As you seem to be aware, the Interop features of WSL (both versions 1 and 2):

  • Append the Windows path to your Linux path
  • Allow execution of Windows binaries

However, Linux does not have the concept of "file extensions" for determining whether or not something is executable. Under Linux, you do need to type the full filename, including the .exe extension, in order for it to execute.


Caveats

In general, remember that Windows commands are also going to need you to provide Windows paths. For instance, running notepad.exe ~/myfile isn't going to work because Windows doesn't have the concept of ~, or even /home/<yourusername> or any other Linux path. To Windows, that's going to be something like \\\\wsl\$\\<distroname>\\home\\<yourusername>\\myfile. (Side note: Don't create Linux files using Notepad anyway -- The line endings will be DOS/Windows instead of Unix/Linux.)

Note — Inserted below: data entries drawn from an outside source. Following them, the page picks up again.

PR #1370, opened 2024-06-28
Update funding source data for atsd

frankhereford:
## Testing
**URL to test:** 

**Steps to test:**

---
#### Ship list
- [ ] Code reviewed 

### DIFF
--- a/moped-database/migrations/1719582711923_refine_funding_source/up.sql
+++ b/moped-database/migrations/1719582711923_refine_funding_source/up.sql
@@ -16,9 +16,9 @@ CREATE OR REPLACE VIEW project_list_view AS WITH project_person_list_lookup AS (
 funding_sources_lookup AS (
     SELECT
         mpf_1.project_id,
-        string_agg(mfs.funding_source_name, ', '::text) AS funding_source_name
-    FROM moped_proj_funding mpf_1
-    LEFT JOIN moped_fund_sources mfs ON mpf_1.funding_source_id = mfs.funding_source_id
+        string_agg(DISTINCT mfs.funding_source_name, ', ' ORDER BY mfs.funding_source_name) AS funding_source_name
+    FROM moped_proj_funding AS mpf_1
+    LEFT JOIN moped_fund_sources AS mfs ON mpf_1.funding_source_id = mfs.funding_source_id
     WHERE mpf_1.is_deleted = false
     GROUP BY mpf_1.project_id
 ),
--- a/moped-database/migrations/1719582711923_refine_funding_source/up.sql
+++ b/moped-database/migrations/1719582711923_refine_funding_source/up.sql
@@ -1,0 +1,507 @@
+DROP VIEW IF EXISTS component_arcgis_online_view;
+DROP VIEW IF EXISTS project_list_view;
+
+CREATE OR REPLACE VIEW project_list_view AS WITH project_person_list_lookup AS (
+    SELECT
+        mpp.project_id,
+        string_agg(DISTINCT concat(mu.first_name, ' ', mu.last_name, ':', mpr.project_role_name), ','::text) AS project_team_members
+    FROM moped_proj_personnel AS mpp
+    INNER JOIN moped_users AS mu ON mpp.user_id = mu.user_id
+    INNER JOIN moped_proj_personnel_roles AS mppr ON mpp.project_personnel_id = mppr.project_personnel_id
+    INNER JOIN moped_project_roles AS mpr ON mppr.project_role_id = mpr.project_role_id
+    WHERE mpp.is_deleted = false AND mppr.is_deleted = false
+    GROUP BY mpp.project_id
+),
+
+funding_sources_lookup AS (
+    SELECT
+        mpf_1.project_id,
+        string_agg(mfs.funding_source_name, ', '::text) AS funding_source_name
+    FROM moped_proj_funding mpf_1
+    LEFT JOIN moped_fund_sources mfs ON mpf_1.funding_source_id = mfs.funding_source_id
+    WHERE mpf_1.is_deleted = false
+    GROUP BY mpf_1.project_id
+),
+
+project_type_lookup AS (
+    SELECT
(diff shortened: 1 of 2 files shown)


moped-database/migrations/1719582711923_refine_funding_source/up.sql
```diff
@@ -0,0 +1,507 @@
...
+    INNER JOIN moped_proj_personnel_roles AS mppr ON mpp.project_personnel_id = mppr.project_personnel_id
+    INNER JOIN moped_project_roles AS mpr ON mppr.project_role_id = mpr.project_role_id
+    WHERE mpp.is_deleted = false AND mppr.is_deleted = false
+    GROUP BY mpp.project_id
+),
+
+funding_sources_lookup AS (
+    SELECT
+        mpf_1.project_id,
+        string_agg(DISTINCT mfs.funding_source_name, ', ' ORDER BY mfs.funding_source_name) AS funding_source_name
```
frankhereford, line 19: @mddilley -- Sorry if it's strange to tag you in a PR that I'm actively working on, but I wanted to ask you --

I'm not 100% sure you asked for this, but we did circle around the idea, at least, during our conversation yesterday. Do you like this change? For the existing funding column where it creates a comma-delimited list of funding sources names, do you like this change where i now am deduplicating them and ordering alphabetically?

moped-database/views/project_list_view.sql
```diff
@@ -15,7 +15,7 @@ CREATE OR REPLACE VIEW project_list_view AS WITH project_person_list_lookup AS (
 funding_sources_lookup AS (
     SELECT
         mpf_1.project_id,
-        string_agg(mfs.funding_source_name, ', '::text) AS funding_source_name
```
frankhereford, line 18: @mddilley -- Sorry if it's strange to tag you in a PR that I'm actively working on, but I wanted to ask you --

I'm not 100% sure you asked for this, but we did circle around the idea, at least, during our conversation yesterday. Do you like this change? For the existing funding column where it creates a comma-delimited list of funding sources names, do you like this change where i now am deduplicating them and ordering alphabetically? 

FWIW, i know this issue is now written to add a new column and leave this one be, but since I'm in here .. 😉

moped-database/views/project_list_view.sql
```diff
@@ -15,7 +15,7 @@ CREATE OR REPLACE VIEW project_list_view AS WITH project_person_list_lookup AS (
...
+        string_agg(DISTINCT mfs.funding_source_name, ', '::text ORDER BY mfs.funding_source_name) AS funding_source_name
```
frankhereford, line 18: @mddilley -- Sorry if it's strange to tag you in a PR that I'm actively working on, but I wanted to ask you --

I'm not 100% sure you asked for this, but we did circle around the idea, at least, during our conversation yesterday. Do you like this change? For the existing funding column where it creates a comma-delimited list of funding sources names, do you like this change where i now am deduplicating them and ordering alphabetically? 

FWIW, i know this issue is now written to add a new column and leave this one be, but since I'm in here .. 😉

moped-database/views/component_arcgis_online_view.sql
```diff
@@ -182,6 +182,7 @@ SELECT
     plv.project_partners,
     plv.task_order_names,
     plv.funding_source_name,
+    plv.funding_source_and_program_names,
```
mddilley, line 185: @frankhereford I like that this is named `funding_source_and_program_names` in the project list view, but could you alias this as `funding_sources` here? That is the name that was added to the AGOL dataset and also aligns with the request from ATSD. 🙏

moped-database/views/project_list_view.sql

For Docker, in particular, note that you still need to run the Docker engine itself somewhere. This can either be:

  • A WSL2 instance that Docker Desktop creates and manages (the default, recommended)
  • A Hyper-V virtual machine (the "old way")
  • A remote Docker daemon that you point to via a DOCKER_HOST environment variable

In any event, it's not clear to me why you are attempting this from WSL1, since you'll still need for your Windows system to support virtualization in order to use either of the first two methods.

And for the third option, pointing to a remote host, you're going to run into an issue since Windows' executables can't (normally) pick up Linux environment variables. You'll need to look into WSLENV in order to handle this, if you need it.

In general, while you are going to be able to get docker.exe --version to work in WSL1, be aware that you are likely to run into other issues down the line with more complicated scenarios.

It's much preferred to run docker in WSL2. Docker Desktop will automatically link a docker (not docker.exe) into your WSL2 distribution which will be fully compatible with the Linux-side of things.